In a first step, we need to vectorize the features and scale them:

In [58]:
assembler = VectorAssembler(inputCols=["lengthAsFree", "lenghtAsPaid", "n_help", "n_addFriend", "usageTime"], outputCol="AllFeatures")
scaler = Normalizer(inputCol="AllFeatures", outputCol="ScaledAllFeatures")

Now we initialite two different models and wrap them in a pipeline object:

In [73]:
model_lr = LogisticRegression(featuresCol="ScaledAllFeatures", labelCol="label", maxIter=20, regParam=0.01)
model_gbt = GBTClassifier(featuresCol="ScaledAllFeatures", labelCol="label")

pipeline_lr = Pipeline(stages=[assembler, scaler, model_lr])
pipeline_gbt = Pipeline(stages=[assembler, scaler, model_gbt])

We use 80% of the data for training and 20% for testing:

In [74]:
training, test = features.randomSplit([0.8, 0.2])

With the fit method of the pipeline object, we can train the models on the training data set:

In [75]:
model_lr_fitted = pipeline_lr.fit(training)
model_gbt_fitted = pipeline_gbt.fit(training)

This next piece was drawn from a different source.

PR #1747, opened 2019-07-23
BOAC-2353 Refresh authorized users from SIS advising tables

paulkerschen:
https://jira.ets.berkeley.edu/jira/browse/BOAC-2353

In order the evaluate the performance of the different models, we define a helper function:

In [69]:
def model_performance(model, test_data, metric = 'f1'):
    """ Evaluate a machine learning model's performance 
    
        Input: 
            model(object) - trained model or pipeline object
            metric - the metric used to measure performance
            data - test data on which performance measurement should be performed
        Output:
            score
    """
    
    evaluator = MulticlassClassificationEvaluator(metricName = metric)
    predictions = model.transform(test_data)
    
    # calcualte score
    score = evaluator.evaluate(predictions)
    
    return score

In [76]:
model_performance(model_lr_fitted, test)

0.6238720262510253

In [77]:
model_performance(model_gbt_fitted, test)

0.6774823708785972

We conclude that the Logistic Regression Model performs best in terms of the metric f1-score.